The records below must be copied out completely and exactly.

[Collected data]
****************************************

PR #1664, opened 2026-09-16
docs(context): MCP-first signup dead-ends on onboarding_required

Rasbandit:
## What

New context doc: `docs/context/mcp-first-signup-onboarding-deadend.md`, plus two trigger entries in the `AGENTS.md` (`CLAUDE.md`) index under **Auth, OAuth & MCP**.

## Why

Verified 2026-09-16 against prod RDS (engram-audit read-only bastion) and Grafana Loki. A user who reaches Engram **through an MCP client's OAuth flow** — never through app.engram.page — signs up inside the grant, receives valid refresh tokens, and then every `/api/mcp` tool call returns `403 onboarding_required`. Forever.

`/api/mcp` pipes `:authed_api`, which includes `RequireOnboarding` (`router.ex:55`) — correctly. The missing half is that nothing in the OAuth path (`oauth_authorize_controller.ex`, `oauth_token_controller.ex`, `oauth_register_controller.ex`) runs or links onboarding, and the MCP client renders the 403 as an opaque tool failure. `DeviceAuthController` already carries the precedent fix for the plugin's entry point (`device_auth_controller.ex:21`, `skip_vault: true`).

Prod case 2026-09-15: DCR registers "Google Antigravity" → user row created → grant succeeds → first 4 tool calls 403 → 12 more DCR registrations and 41 `no_auth` 401s over ~6h → user gave up. Final state: 0 vaults, 0 notes, 0 agreements, 0 subscriptions, live refresh tokens. A second account (2026-09-11) shows the same shape.

Doc is a record of the defect class + the investigation gotchas; **no code change here**, the fix is still open.

## Investigation gotchas recorded

- Prod Loki ships **warning-and-above only** for `{env="prod", role="web"}` — successful 2xx traffic is invisible; never conclude "the user did nothing" from log absence.
- `request_path` is `[REDACTED]` and `route` was null — correlate by `user_id` + DB timestamps.
- `engram_audit_ro` is RLS-bound: a correlated subquery over `users` returns **0 for every row, silently**. Query one tenant at a time.

https://claude.ai/code/session_01UGn1VTY4YQjg3xS5Xy98LS


Rasbandit:
Folded into #1670 so the fix, its tests, and this doc land together — the doc describes the defect that PR closes, and reviewing them apart means reading the same investigation twice. Commit 0af924e7 is cherry-picked onto `fix/mcp-onboarding-403-resume-url` unchanged.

****************************************

**Answer below**
PR #1664, opened 2026-09-16
docs(context): MCP-first signup dead-ends on onboarding_required

Rasbandit:
## What

New context doc: `docs/context/mcp-first-signup-onboarding-deadend.md`, plus two trigger entries in the `AGENTS.md` (`CLAUDE.md`) index under **Auth, OAuth & MCP**.

## Why

Verified 2026-09-16 against prod RDS (engram-audit read-only bastion) and Grafana Loki. A user who reaches Engram **through an MCP client's OAuth flow** — never through app.engram.page — signs up inside the grant, receives valid refresh tokens, and then every `/api/mcp` tool call returns `403 onboarding_required`. Forever.

`/api/mcp` pipes `:authed_api`, which includes `RequireOnboarding` (`router.ex:55`) — correctly. The missing half is that nothing in the OAuth path (`oauth_authorize_controller.ex`, `oauth_token_controller.ex`, `oauth_register_controller.ex`) runs or links onboarding, and the MCP client renders the 403 as an opaque tool failure. `DeviceAuthController` already carries the precedent fix for the plugin's entry point (`device_auth_controller.ex:21`, `skip_vault: true`).

Prod case 2026-09-15: DCR registers "Google Antigravity" → user row created → grant succeeds → first 4 tool calls 403 → 12 more DCR registrations and 41 `no_auth` 401s over ~6h → user gave up. Final state: 0 vaults, 0 notes, 0 agreements, 0 subscriptions, live refresh tokens. A second account (2026-09-11) shows the same shape.

Doc is a record of the defect class + the investigation gotchas; **no code change here**, the fix is still open.

## Investigation gotchas recorded

- Prod Loki ships **warning-and-above only** for `{env="prod", role="web"}` — successful 2xx traffic is invisible; never conclude "the user did nothing" from log absence.
- `request_path` is `[REDACTED]` and `route` was null — correlate by `user_id` + DB timestamps.
- `engram_audit_ro` is RLS-bound: a correlated subquery over `users` returns **0 for every row, silently**. Query one tenant at a time.

https://claude.ai/code/session_01UGn1VTY4YQjg3xS5Xy98LS


Rasbandit:
Folded into #1670 so the fix, its tests, and this doc land together — the doc describes the defect that PR closes, and reviewing them apart means reading the same investigation twice. Commit 0af924e7 is cherry-picked onto `fix/mcp-onboarding-403-resume-url` unchanged.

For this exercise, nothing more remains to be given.